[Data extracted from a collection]
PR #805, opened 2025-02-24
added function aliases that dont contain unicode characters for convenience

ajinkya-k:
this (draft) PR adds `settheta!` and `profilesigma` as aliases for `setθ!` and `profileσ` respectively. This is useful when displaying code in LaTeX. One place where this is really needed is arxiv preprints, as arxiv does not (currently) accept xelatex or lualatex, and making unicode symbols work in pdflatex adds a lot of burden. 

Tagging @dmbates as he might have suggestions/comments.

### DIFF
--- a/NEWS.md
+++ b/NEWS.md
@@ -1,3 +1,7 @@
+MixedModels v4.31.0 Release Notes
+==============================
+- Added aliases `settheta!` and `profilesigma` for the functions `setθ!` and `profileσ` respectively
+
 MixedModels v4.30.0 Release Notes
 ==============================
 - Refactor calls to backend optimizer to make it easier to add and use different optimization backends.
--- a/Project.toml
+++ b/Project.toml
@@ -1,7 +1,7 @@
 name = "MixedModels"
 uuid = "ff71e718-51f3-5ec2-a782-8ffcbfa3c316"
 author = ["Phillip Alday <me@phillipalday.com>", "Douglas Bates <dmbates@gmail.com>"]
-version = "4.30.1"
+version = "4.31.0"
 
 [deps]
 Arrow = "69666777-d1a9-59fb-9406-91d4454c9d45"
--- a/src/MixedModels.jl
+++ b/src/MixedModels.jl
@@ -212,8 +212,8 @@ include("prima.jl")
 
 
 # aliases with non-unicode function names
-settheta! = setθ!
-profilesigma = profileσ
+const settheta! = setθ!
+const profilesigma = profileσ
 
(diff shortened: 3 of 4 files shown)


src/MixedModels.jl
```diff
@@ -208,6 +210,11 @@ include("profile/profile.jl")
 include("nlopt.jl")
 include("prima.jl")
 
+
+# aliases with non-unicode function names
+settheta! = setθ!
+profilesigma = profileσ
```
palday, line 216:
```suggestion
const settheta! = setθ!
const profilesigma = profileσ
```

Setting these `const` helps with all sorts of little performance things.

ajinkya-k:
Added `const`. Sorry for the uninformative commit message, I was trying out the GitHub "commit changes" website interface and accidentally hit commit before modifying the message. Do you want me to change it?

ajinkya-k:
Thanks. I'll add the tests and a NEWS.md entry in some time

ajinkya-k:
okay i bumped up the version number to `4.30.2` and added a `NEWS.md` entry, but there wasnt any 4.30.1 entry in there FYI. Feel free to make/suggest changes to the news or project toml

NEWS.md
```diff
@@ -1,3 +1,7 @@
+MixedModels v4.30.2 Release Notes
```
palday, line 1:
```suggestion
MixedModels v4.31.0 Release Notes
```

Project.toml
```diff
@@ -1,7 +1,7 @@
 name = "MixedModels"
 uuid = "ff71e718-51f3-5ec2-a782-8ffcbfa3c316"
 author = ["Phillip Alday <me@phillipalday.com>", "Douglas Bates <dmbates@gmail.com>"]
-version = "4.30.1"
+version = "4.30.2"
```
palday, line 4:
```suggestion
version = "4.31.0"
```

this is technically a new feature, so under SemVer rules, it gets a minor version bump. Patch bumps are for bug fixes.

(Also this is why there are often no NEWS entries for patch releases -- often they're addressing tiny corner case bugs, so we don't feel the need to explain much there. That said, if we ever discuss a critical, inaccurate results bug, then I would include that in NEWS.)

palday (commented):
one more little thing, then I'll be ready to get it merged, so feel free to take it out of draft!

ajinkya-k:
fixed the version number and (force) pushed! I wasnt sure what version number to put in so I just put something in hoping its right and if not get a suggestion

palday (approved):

*Task description:* Each entry is to be retyped exactly as it appears.

*Solution to this problem:*
PR #805, opened 2025-02-24
added function aliases that dont contain unicode characters for convenience

ajinkya-k:
this (draft) PR adds `settheta!` and `profilesigma` as aliases for `setθ!` and `profileσ` respectively. This is useful when displaying code in LaTeX. One place where this is really needed is arxiv preprints, as arxiv does not (currently) accept xelatex or lualatex, and making unicode symbols work in pdflatex adds a lot of burden. 

Tagging @dmbates as he might have suggestions/comments.

### DIFF
--- a/NEWS.md
+++ b/NEWS.md
@@ -1,3 +1,7 @@
+MixedModels v4.31.0 Release Notes
+==============================
+- Added aliases `settheta!` and `profilesigma` for the functions `setθ!` and `profileσ` respectively
+
 MixedModels v4.30.0 Release Notes
 ==============================
 - Refactor calls to backend optimizer to make it easier to add and use different optimization backends.
--- a/Project.toml
+++ b/Project.toml
@@ -1,7 +1,7 @@
 name = "MixedModels"
 uuid = "ff71e718-51f3-5ec2-a782-8ffcbfa3c316"
 author = ["Phillip Alday <me@phillipalday.com>", "Douglas Bates <dmbates@gmail.com>"]
-version = "4.30.1"
+version = "4.31.0"
 
 [deps]
 Arrow = "69666777-d1a9-59fb-9406-91d4454c9d45"
--- a/src/MixedModels.jl
+++ b/src/MixedModels.jl
@@ -212,8 +212,8 @@ include("prima.jl")
 
 
 # aliases with non-unicode function names
-settheta! = setθ!
-profilesigma = profileσ
+const settheta! = setθ!
+const profilesigma = profileσ
 
(diff shortened: 3 of 4 files shown)


src/MixedModels.jl
```diff
@@ -208,6 +210,11 @@ include("profile/profile.jl")
 include("nlopt.jl")
 include("prima.jl")
 
+
+# aliases with non-unicode function names
+settheta! = setθ!
+profilesigma = profileσ
```
palday, line 216:
```suggestion
const settheta! = setθ!
const profilesigma = profileσ
```

Setting these `const` helps with all sorts of little performance things.

ajinkya-k:
Added `const`. Sorry for the uninformative commit message, I was trying out the GitHub "commit changes" website interface and accidentally hit commit before modifying the message. Do you want me to change it?

ajinkya-k:
Thanks. I'll add the tests and a NEWS.md entry in some time

ajinkya-k:
okay i bumped up the version number to `4.30.2` and added a `NEWS.md` entry, but there wasnt any 4.30.1 entry in there FYI. Feel free to make/suggest changes to the news or project toml

NEWS.md
```diff
@@ -1,3 +1,7 @@
+MixedModels v4.30.2 Release Notes
```
palday, line 1:
```suggestion
MixedModels v4.31.0 Release Notes
```

Project.toml
```diff
@@ -1,7 +1,7 @@
 name = "MixedModels"
 uuid = "ff71e718-51f3-5ec2-a782-8ffcbfa3c316"
 author = ["Phillip Alday <me@phillipalday.com>", "Douglas Bates <dmbates@gmail.com>"]
-version = "4.30.1"
+version = "4.30.2"
```
palday, line 4:
```suggestion
version = "4.31.0"
```

this is technically a new feature, so under SemVer rules, it gets a minor version bump. Patch bumps are for bug fixes.

(Also this is why there are often no NEWS entries for patch releases -- often they're addressing tiny corner case bugs, so we don't feel the need to explain much there. That said, if we ever discuss a critical, inaccurate results bug, then I would include that in NEWS.)

palday (commented):
one more little thing, then I'll be ready to get it merged, so feel free to take it out of draft!

ajinkya-k:
fixed the version number and (force) pushed! I wasnt sure what version number to put in so I just put something in hoping its right and if not get a suggestion

palday (approved):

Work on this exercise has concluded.